Enabling rapid pseudocapacitive multi-electron reactions by heterostructure engineering of vanadium oxide for high-energy and high-power lithium storage

Charge storage reactions with multi-electron transfer represent an effective approach to obtaining higher energy density. V₂O₅ is a potential multi-electron reaction material, but suffers from irreversible phase transformation and sluggish kinetics upon deep discharge. Herein, we report a rational strategy of constructing a two-dimensional heterostructure of V₂O₅ and graphene for realizing reversible and fast multi-electron reactions. The ultrathin hybrid structure with abundant heterointerfaces leads to the reversible structure transition of V₂O₅ and facilitates ion/electron transport and interfacial charge transfer, thus enabling high-rate multi-electron transfer lithium storage with a significant pseudocapacitive contribution. The heterostructure delivers a high capacity of 361 mA h g⁻¹ at 1C and retains 175 mA h g⁻¹ at an ultrahigh rate of 100C, outperforming most intercalation metal oxides.
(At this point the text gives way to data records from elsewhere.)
PR #523, opened 2023-07-12
feat: Make email in contact block "mailto"

Angi-Kinas:
In order to make the email in the contact block clickable, this PR adds the mailto: functionality. As discussed in our weekly, we don't want to add a copy button next to the email, because this is not consistent with what we see on other websites.

### DIFF
--- a/libs/ui/elements/src/lib/metadata-contact/metadata-contact.component.html
+++ b/libs/ui/elements/src/lib/metadata-contact/metadata-contact.component.html
@@ -17,7 +17,7 @@
     <a
       [href]="shownContact.website"
       target="_blank"
-      class="text-primary text-sm cursor-pointer hover:underline transition-all"
+      class="contact-website text-primary text-sm cursor-pointer hover:underline transition-all"
       >{{ shownContact.website }}
       <mat-icon class="!w-[12px] !h-[12px] !text-[12px] opacity-75"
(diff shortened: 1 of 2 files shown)


tkohr (approved):
Thanks @Angi-Kinas ! Works as expected. 

Don't hesitate to add a short description to your PRs. Not sure what has been decided for the ticket. The implementation doesn't exactly correspond to the ticket's description and conversation. Maybe adding a `<gn-ui-copy-text-button>` with the email value on the right to the mailto link would satisfy all demands!?

libs/ui/elements/src/lib/metadata-contact/metadata-contact.component.html
```diff
@@ -10,12 +10,14 @@
       {{ shownContact.organisation }}
     </div>
   </div>
-  <p class="text-gray-700 text-sm">{{ shownContact.email }}</p>
+  <a [href]="'mailto:' + shownContact.email" class="text-gray-700 text-sm">{{
```
fgravin, line 13: Should open the mail in another tab.

f-necas: Added target _blank attribute.

fgravin (commented):
CI is failing

PR #533, opened 2023-07-13
datahub: Favorite star bug on page change

cmoinier:
Thanks Tobias and Florent for the help!

## JIRA ISSUE

https://jira.camptocamp.com/browse/GSHDF-679

## DESCRIPTION

- [x] Permettre d'ajouter/supprimer un record des favoris
- [x] Permettre de garder ce favori en changeant d'onglet
- [x] Permettre de garder ce favori en allant sur la page du record

### DIFF
--- a/libs/feature/search/src/lib/favorites/favorite-star/favorite-star.component.spec.ts
+++ b/libs/feature/search/src/lib/favorites/favorite-star/favorite-star.component.spec.ts
@@ -115,9 +115,7 @@ describe('FavoriteStarComponent', () => {
       describe('if record is not part of favorite', () => {
         beforeEach(() => {
           ;(favoritesService as any).myFavoritesUuid$.next([
-            'aaa',
-            'bbb',
-            'ccc',
+            component.record.uuid,
           ])
           starToggle.newValue.emit(true)
           fixture.detectChanges()
@@ -138,7 +136,6 @@ describe('FavoriteStarComponent', () => {
         beforeEach(() => {
           ;(favoritesService as any).myFavoritesUuid$.next([
             'aaa',
-            'bbb',
             component.record.uuid,
           ])
           starToggle.newValue.emit(false)
@@ -150,6 +147,15 @@ describe('FavoriteStarComponent', () => {
           ])
           expect(favoritesService.addToFavorites).not.toHaveBeenCalled()
         })
+        beforeEach(() => {
+          component.record = {
+            ...RECORDS_SUMMARY_FIXTURE[0],
+            favoriteCount: 42,
+          }
+          ;(favoritesService as any).myFavoritesUuid$.next(['aaa'])
+          starToggle.newValue.emit(false)
+          fixture.detectChanges()
+        })
         it('decrease record favorite count by one', () => {
           expect(favoriteCountEl.textContent).toEqual(
             (component.record.favoriteCount - 1).toString()
@@ -158,11 +164,7 @@ describe('FavoriteStarComponent', () => {
       })
       describe('two subsequent changes', () => {
         beforeEach(() => {
-          ;(favoritesService as any).myFavoritesUuid$.next([
-            'aaa',
-            'bbb',
-            component.record.uuid,
-          ])
+          ;(favoritesService as any).myFavoritesUuid$.next(['aaa'])
           starToggle.newValue.emit(false)
           starToggle.newValue.emit(true)
           fixture.detectChanges()
--- a/libs/feature/search/src/lib/favorites/favorite-star/favorite-star.component.spec.ts
+++ b/libs/feature/search/src/lib/favorites/favorite-star/favorite-star.component.spec.ts
@@ -131,6 +131,11 @@ describe('FavoriteStarComponent', () => {
             (component.record.favoriteCount + 1).toString()
           )
         })
+        it('adds the record to myFavoritesUuid$', async () => {
+          await expect(favoritesService.myFavoritesUuid$['_value'][0]).toBe(
+            component.record.uuid
+          )
+        })
       })
       describe('if record is part of favorite', () => {
         beforeEach(() => {
@@ -159,6 +164,12 @@ describe('FavoriteStarComponent', () => {
         it('decrease record favorite count by one', () => {
           expect(favoriteCountEl.textContent).toEqual(
             (component.record.favoriteCount - 1).toString()
+          )
+        })
+        it('removes the record from myFavoritesUuid$', async () => {
+          console.log(favoritesService.myFavoritesUuid$)
+          await expect(favoritesService.myFavoritesUuid$['_value'][0]).not.toBe(
+            component.record.uuid
           )
         })
       })
--- a/libs/feature/search/src/lib/favorites/favorite-star/favorite-star.component.spec.ts
+++ b/libs/feature/search/src/lib/favorites/favorite-star/favorite-star.component.spec.ts
@@ -31,7 +31,7 @@ describe('FavoriteStarComponent', () => {
   let fixture: ComponentFixture<FavoriteStarComponent>
   let authService: AuthService
   let favoritesService: FavoritesService
-  let favoriteCountEl: HTMLElement
+  let favoriteCountHTMLEl: HTMLElement
   let starToggle: StarToggleComponent
 
   beforeEach(async () => {
@@ -65,7 +65,6 @@ describe('FavoriteStarComponent', () => {
     favoritesService = TestBed.inject(FavoritesService)
     fixture = TestBed.createComponent(FavoriteStarComponent)
     component = fixture.componentInstance
-    component.record = { ...RECORDS_SUMMARY_FIXTURE[0], favoriteCount: 42 }
     fixture.detectChanges()
     starToggle = fixture.debugElement.query(
       By.directive(StarToggleComponent)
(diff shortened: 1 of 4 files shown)


libs/feature/search/src/lib/favorites/favorite-star/favorite-star.component.ts
```diff
@@ -74,10 +75,34 @@ export class FavoriteStarComponent implements AfterViewInit, OnDestroy {
...
       }
     })
+    this.countSubscription = this.favoritesService.myFavoritesUuid$
+      .pipe(pairwise())
+      .subscribe((fav) => {
+        const oldFavs = fav[0]
+        const newFavs = fav[1]
+        let editedDs = []
+        if (oldFavs.length < newFavs.length) {
+          editedDs.push(newFavs.slice(-1)[0])
```
fgravin, line 85: We either have to choose if the modified uuids is a `string` or an `array`.
Here `editedDs` is an array but with at most one element, which is confusing.
The datahub does only need it to be a `string`, because we can change the selection just one by one.

libs/feature/search/src/lib/favorites/favorite-star/favorite-star.component.ts
```diff
@@ -74,10 +75,34 @@ export class FavoriteStarComponent implements AfterViewInit, OnDestroy {
...
+        editedDs.forEach((ds) => {
+          if (this.hasFavoriteCount && editedDs.includes(this.record.uuid)) {
+            if (newFavs.includes(ds)) {
+              this.favoriteCount += 1
+            } else {
+              this.favoriteCount += -1
+            }
+          }
+        })
+        editedDs = []
```
fgravin, line 99: useless

fgravin (changes requested):
Great work thanks.
I have made some comments to make the logic clearer about what we are doing.

Also, I don't think that you properly test the new behavior.
You should add a couple of tests where the `modifiedFavorites$` ticks 
- contains the component record
- does not contain the component record

libs/feature/search/src/lib/favorites/favorite-star/favorite-star.component.ts
```diff
@@ -74,10 +75,34 @@ export class FavoriteStarComponent implements AfterViewInit, OnDestroy {
         })
       }
     })
+    this.countSubscription = this.favoritesService.myFavoritesUuid$
```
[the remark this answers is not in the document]
cmoinier: Not 100% sure why, but changing it to `modifiedFavorites$` makes it come back to the old behavior and doesn't even update the count on click (on the same page). Also, changing it to `modifiedFavorites$` only means that in the case the count is already X when the user adds it to its favorites, the display count will display '1' since the value of `modifiedFavorites$` is never synchronized with the api response in the first place and starts as an empty array. It also means that when the user adds its first favorite, `modifiedFavorites$` will only contain this record and all other favorites will display a count of '0'. I hope it's kind of clear?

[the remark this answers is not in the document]
cmoinier: > Not 100% sure why, but changing it to `modifiedFavorites$` makes it come back to the old behavior and doesn't even update the count on click (on the same page). Also, changing it to `modifiedFavorites$` only means that in the case the count is already X when the user adds it to its favorites, the display count will display '1' since the value of `modifiedFavorites$` is never synchronized with the api response in the first place and starts as an empty array. It also means that when the user adds its first favorite, `modifiedFavorites$` will only contain this record and all other favorites will display a count of '0'. Let me know if it's not clear :)

libs/feature/search/src/lib/favorites/favorite-star/favorite-star.component.ts
```diff
@@ -74,10 +75,34 @@ export class FavoriteStarComponent implements AfterViewInit, OnDestroy {
...
+              this.favoriteCount += -1
+            }
+          }
+        })
+        editedDs = []
+      })
   }
 
   ngOnDestroy(): void {
     this.subscription.unsubscribe()
```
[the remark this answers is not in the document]
cmoinier: Yes, I did try that. For some reason the subscription isn't working (as in, nothing happens, no update on directly clicked record nor on the other page) unless it's in its own subscription. I agree this is not the best way.

libs/feature/search/src/lib/favorites/favorite-star/favorite-star.component.ts
```diff
@@ -74,10 +75,34 @@ export class FavoriteStarComponent implements AfterViewInit, OnDestroy {
         })
       }
     })
+    this.countSubscription = this.favoritesService.myFavoritesUuid$
+      .pipe(pairwise())
+      .subscribe((fav) => {
+        const oldFavs = fav[0]
+        const newFavs = fav[1]
+        let editedDs = []
```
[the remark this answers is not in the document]
cmoinier: It stands for "edited datasets" but I agree this is weird, I will change it to `editedFavs` to match with the other two arrays.

libs/feature/search/src/lib/favorites/favorite-star/favorite-star.component.ts
cmoinier: Okay! Will change it to a string then. It's just that I thought I remembered you or Tobias saying that in some cases, multiple favorites can be added at the same time and so I figured that an array would be best.

libs/feature/search/src/lib/favorites/favorite-star/favorite-star.component.ts
cmoinier: fixed

libs/feature/search/src/lib/favorites/favorite-star/favorite-star.component.ts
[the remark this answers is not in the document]
fgravin: It should work, what did you try ?

libs/feature/search/src/lib/favorites/favorite-star/favorite-star.component.spec.ts
```diff
@@ -150,19 +152,30 @@ describe('FavoriteStarComponent', () => {
...
+          starToggle.newValue.emit(false)
+          fixture.detectChanges()
+        })
         it('decrease record favorite count by one', () => {
           expect(favoriteCountEl.textContent).toEqual(
             (component.record.favoriteCount - 1).toString()
           )
         })
+        it('removes the record from myFavoritesUuid$', async () => {
+          console.log(favoritesService.myFavoritesUuid$)
```
fgravin, line 170: remove
you should be able to run the test in your IDE instead of relying on logs.

libs/feature/search/src/lib/favorites/favorite-star/favorite-star.component.ts
```diff
@@ -74,10 +75,29 @@ export class FavoriteStarComponent implements AfterViewInit, OnDestroy {
...
+    this.countSubscription = this.favoritesService.myFavoritesUuid$
+      .pipe(pairwise())
+      .subscribe(([oldFavs, newFavs]) => {
+        let editedFavs = ''
+        if (oldFavs.length < newFavs.length) {
+          editedFavs = newFavs.slice(-1)[0]
+        } else {
+          const deletedFav = oldFavs.filter((fav) => !newFavs.includes(fav))[0]
+          editedFavs = deletedFav
+        }
```
fgravin, line 87:
```suggestion
        const editedFavs = (
          oldFavs.length < newFavs.length
            ? newFavs.slice(-1)
            : oldFavs.filter((fav) => !newFavs.includes(fav))
        )[0]
```

libs/feature/search/src/lib/favorites/favorite-star/favorite-star.component.spec.ts
```diff
@@ -150,19 +152,30 @@ describe('FavoriteStarComponent', () => {
           ])
           expect(favoritesService.addToFavorites).not.toHaveBeenCalled()
         })
+        beforeEach(() => {
```
fgravin, line 155: You should not add a `beforeEach` like that, always put it in a new `describe` section.
Note the different describe sections, they play a test scenario. As we changed the logic of the component, the scenario should be changed.
There are 2 potential actions
1. component toggle
2. `myFavorites$` tick, which can comes from another component.

Those 2 actions are not binded to the same toggle as before.
Here you are not testing the fact the `myFavorites$` could tick from another component, which wouldn't change the count of this component.

fgravin (changes requested):
It works well like that thanks.
The test should be modified though, to play the new scenario, and test all the possibilities.

Thanks !

libs/feature/search/src/lib/favorites/favorite-star/favorite-star.component.spec.ts
```diff
@@ -115,54 +115,90 @@ describe('FavoriteStarComponent', () => {
...
-          expect(favoritesService.addToFavorites).toHaveBeenCalledWith([
-            component.record.uuid,
-          ])
-          expect(favoritesService.removeFromFavorites).not.toHaveBeenCalled()
+        describe('if change is made from this component', () => {
+          beforeEach(() => {
+            starToggle.newValue.emit(true)
+            fixture.detectChanges()
+          })
+          it('adds record to favorites', () => {
```
fgravin, line 127: This test is a consequence of the click

libs/feature/search/src/lib/favorites/favorite-star/favorite-star.component.spec.ts
```diff
@@ -115,54 +115,90 @@ describe('FavoriteStarComponent', () => {
...
+            ])
+            expect(favoritesService.removeFromFavorites).not.toHaveBeenCalled()
+          })
+          it('increase record favorite count by one', () => {
+            expect(favoriteCountEl.textContent).toEqual(
+              (component.record.favoriteCount + 1).toString()
+            )
+          })
+          it('adds the record to myFavoritesUuid$', async () => {
+            await expect(favoritesService.myFavoritesUuid$['_value'][0]).toBe(
```
fgravin, line 139: I don't understand what does this test actually test.
BTW, Observables are a flow and should not be tested as an instantaneous value (which is hacky cause it's not the public API).

fgravin (changes requested):

libs/feature/search/src/lib/favorites/favorite-star/favorite-star.component.spec.ts
cmoinier: Yes, for when the record is added to favorites from the component.

libs/feature/search/src/lib/favorites/favorite-star/favorite-star.component.spec.ts
cmoinier: It tests if the record is present in the `myFavoriteUuid` after the user clicks on the star. It's important especially when it ticks from another component.

cmoinier: Okay, so how do I test if `myFavoriteUuid` properly recorded that the record is in the user's favorite? I didn't have any other idea

fgravin: `component.record.uuid = 'a'`

- `myFavoriteUuid$.next(['b'])` => nothing happens
- `myFavoriteUuid$.next(['a'])` => the component is updated

fgravin: > It tests if the record is present in the `myFavoriteUuid` after the user clicks on the star. It's important especially when it ticks from another component.

yes but you did the `myFavoritesUuid$.next([component.record.uuid])` in the `beforeEach`, which is exactly what you test in there.

libs/feature/search/src/lib/favorites/favorite-star/favorite-star.component.spec.ts
```diff
@@ -115,54 +115,90 @@ describe('FavoriteStarComponent', () => {
...
+            starToggle.newValue.emit(true)
+            fixture.detectChanges()
+          })
+          it('adds record to favorites', () => {
+            expect(favoritesService.addToFavorites).toHaveBeenCalledWith([
+              component.record.uuid,
+            ])
+            expect(favoritesService.removeFromFavorites).not.toHaveBeenCalled()
+          })
+          it('increase record favorite count by one', () => {
```
fgravin, line 133: Damn I forgot to commit one comment

While this test is a consequence of `myFavoritesUuid$` tick.
Both things are decorrelated and should be tested separatly.

When I click on the star => here you test that the functions have been called
  - When the record is already in favorite
  - When the record is not in favorites
When favorites has been updated => here you test that the amount is correct
  - My record have been updated
  - My record haven't been updated

libs/feature/search/src/lib/favorites/favorite-star/favorite-star.component.ts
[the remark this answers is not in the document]
cmoinier: Tried the normal way : `this.subscription.add()` on `this.favoritesService.myFavoritesUuid$.pipe() ......`

fgravin:
@cmoinier all the tests were there, thanks !
I  have reworked the whole scenario to make it clearer, what we test and how.
There was a lot of useless statements in the `beforeEach()` as well

fgravin (approved):

cmoinier:
Thanks for the rework @fgravin :) 

Looks good to me, merging now.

Furthermore, through decoupling such a multi-electron reaction with high capacity and a wide potential window, a symmetric full cell with prelithiated V₂O₅/graphene serving as both the anode and the cathode is constructed, showing superb energy/power performance and cyclability up to 15 000 cycles. This work suggests that creating a heterostructure is a reliable strategy for achieving high-rate multi-electron reactions in redox-active electrode materials.